Functions

[Back to all operators]

Contributors: @konnov, @shonfeder, @Kukovec, @Alexander-N

Functions are probably the second most used TLA+ data structure after sets. TLA+ functions are not like functions in programming languages. In programming languages, functions contain code that calls other functions. Although it is technically possible to use functions when constructing a function in TLA+, functions are more often used like tables or dictionaries: they are simple maps from a set of inputs to a set of outputs. For instance, in Two-phase commit, the function rmState stores the transaction state for each process:

argumentrmState[argument]
"process1""working"
"process2""aborted"
"process3""prepared"

In the above table, the first column is the value of the function argument, while the second column is the function result. An important property of this table is that no value appears in the first column more than once, so every argument value is assigned at most one result value.

Importantly, every function is defined in terms of the set of arguments over which it is defined. This set is called the function's domain. There is even a special operator DOMAIN f, which returns the domain of a function f.

In contrast to TLA+ operators, TLA+ functions are proper values, so they can be used as values in more complex data structures.

Construction. Typically, the predicate Init constructs a function that maps all elements of its domain to a default value. In the example below we map the set { "process1", "process2", "process3" } to the value "working":

Init ==
  rmState = [ p \in { "process1", "process2", "process3" } |-> "working" ]

In general, we can construct a function by giving an expression that shows us how to map every argument to the result:

  [ fahrenheit \in Int |-> (fahrenheit - 32) * 5 \div 9 ]

Note that this function effectively defines an infinite table, as the set Int is infinite. Both TLC and Apalache would give up on a function with an infinite domain. (Though in the above example, it is obvious that we could treat the function symbolically, without enumerating all of its elements.)

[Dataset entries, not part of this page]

PR #1436, opened 2021-06-24
Improve IPAM logging info returned by AutoAssign()

coutinhop:
## Description
Improve logging output from AutoAssign() for more clarity, especially when not all requested IPs are successfully assigned, stating the reasons for it.

Add `type IPAMAssignmentInfo struct` to ipam.go and return v4 and v6 versions of it from autoAssign() and propagate it to AutoAssign().

Change signature AutoAssign() in interface.go, and change every call of both functions to accommodate the new return values.

IPAMAssignmentInfo has as String() method which returns a formatted log message of the success/failure/reasons of the assignment. I would appreciate feedback on the message/output, thanks.

Add IPAMAssignmentInfo verification to AutoAssign fv tests in ipam_test.go and ipam_win_test.go and add a IPAMAssignmentInfo.String() ut test case to ipam_test.go.

Also: fix a typo in a log msg in findOrClaimBlock() and make AutoAssign tests in ipam_test.go check the error obtained against the expected (instead of just expecting any error to occur).

## Todos
- [x] Tests
- [ ] Documentation
- [x] Release note

## Release Note
```release-note
Added enhanced error logging for IPAM failures
```

### DIFF
--- a/lib/ipam/interface.go
+++ b/lib/ipam/interface.go
@@ -36,7 +36,7 @@ type Interface interface {
 	// which is useful for dataplanes that need to know the subnet (such as Windows).
 	//
 	// In case of error, returns the IPs allocated so far along with the error.
-	AutoAssign(ctx context.Context, args AutoAssignArgs) ([]cnet.IPNet, []cnet.IPNet, error)
+	AutoAssign(ctx context.Context, args AutoAssignArgs) (*IPAMAssignments, *IPAMAssignments, error)
 
 	// ReleaseIPs releases any of the given IP addresses that are currently assigned,
 	// so that they are available to be used in another assignment.
--- a/lib/ipam/ipam.go
+++ b/lib/ipam/ipam.go
@@ -20,6 +20,7 @@ import (
 	"fmt"
 	"math/bits"
 	"runtime"
+	"strings"
 
 	"golang.org/x/sync/semaphore"
 
@@ -86,7 +87,7 @@ type ipamClient struct {
 // and the list of the assigned IPv6 addresses.
 //
 // In case of error, returns the IPs allocated so far along with the error.
-func (c ipamClient) AutoAssign(ctx context.Context, args AutoAssignArgs) ([]net.IPNet, []net.IPNet, error) {
+func (c ipamClient) AutoAssign(ctx context.Context, args AutoAssignArgs) (*IPAMAssignments, *IPAMAssignments, error) {
 	// Determine the hostname to use - prefer the provided hostname if
 	// non-nil, otherwise use the hostname reported by os.
 	hostname, err := decideHostname(args.Hostname)
@@ -95,7 +96,7 @@ func (c ipamClient) AutoAssign(ctx context.Context, args AutoAssignArgs) ([]net.
 	}
 	log.Infof("Auto-assign %d ipv4, %d ipv6 addrs for host '%s'", args.Num4, args.Num6, hostname)
 
-	var v4list, v6list []net.IPNet
+	var v4ia, v6ia *IPAMAssignments
 
 	if args.Num4 != 0 {
 		// Assign IPv4 addresses.
@@ -105,10 +106,10 @@ func (c ipamClient) AutoAssign(ctx context.Context, args AutoAssignArgs) ([]net.
 				return nil, nil, fmt.Errorf("provided IPv4 IPPools list contains one or more IPv6 IPPools")
 			}
 		}
-		v4list, err = c.autoAssign(ctx, args.Num4, args.HandleID, args.Attrs, args.IPv4Pools, 4, hostname, args.MaxBlocksPerHost, args.HostReservedAttrIPv4s)
+		v4ia, err = c.autoAssign(ctx, args.Num4, args.HandleID, args.Attrs, args.IPv4Pools, 4, hostname, args.MaxBlocksPerHost, args.HostReservedAttrIPv4s)
 		if err != nil {
 			log.Errorf("Error assigning IPV4 addresses: %v", err)
-			return v4list, nil, err
+			return v4ia, nil, err
 		}
 	}
 
@@ -120,14 +121,14 @@ func (c ipamClient) AutoAssign(ctx context.Context, args AutoAssignArgs) ([]net.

Another way to construct a function is to non-deterministically pick one from a set of functions by using the function set constructor, ->. E.g.:

Init ==
    \E f \in [ { "process1", "process2", "process3" } ->
                    { "working", "prepared", "committed", "aborted" } ]:
        rmState = f

In the above example, we are not talking about one function that is somehow initialized "by default". Rather, we say that rmState can be set to an arbitrary function that receives arguments from the set { "process1", "process2", "process3" } and returns values that belong to the set { "working", "prepared", "committed", "aborted" }. As a result, TLC has to enumerate all possible functions that match this constraint. On the contrary, Apalache introduces one instance of a function and restricts it with the symbolic constraints. So it efficiently considers all possible functions without enumerating them. However, this trick only works with existential quantifiers. If you use a universal quantifier over a set of functions, both TLC and Apalache unfold this set.

Immutability. As you can see, TLA+ functions are similar to dictionaries in Python and maps in Java rather than to normal functions in programming languages. However, TLA+ functions are immutable. Hence, they are even closer to immutable maps in Scala. As in the case of sets, you do not need to define hash or equality, in order to use functions.

If you want to update a function, you have to produce another function and describe how it is different from the original function. Luckily, TLA+ provides you with operators for describing these updates in a compact way: By using the function constructor (above) along with EXCEPT. For instance, to produce a new function from rmState, we write the following:

  [ rmState EXCEPT !["process3"] = "committed" ]

This new function is like rmState, except that it returns "committed" on the argument "process3":

"process1",  "working"
"process2",  "aborted"
"process3",  "committed"

Importantly, you cannot extend the function domain by using EXCEPT. For instance, the following expression produces the function that is equivalent to rmState:

  [ rmState EXCEPT !["process10"] = "working" ]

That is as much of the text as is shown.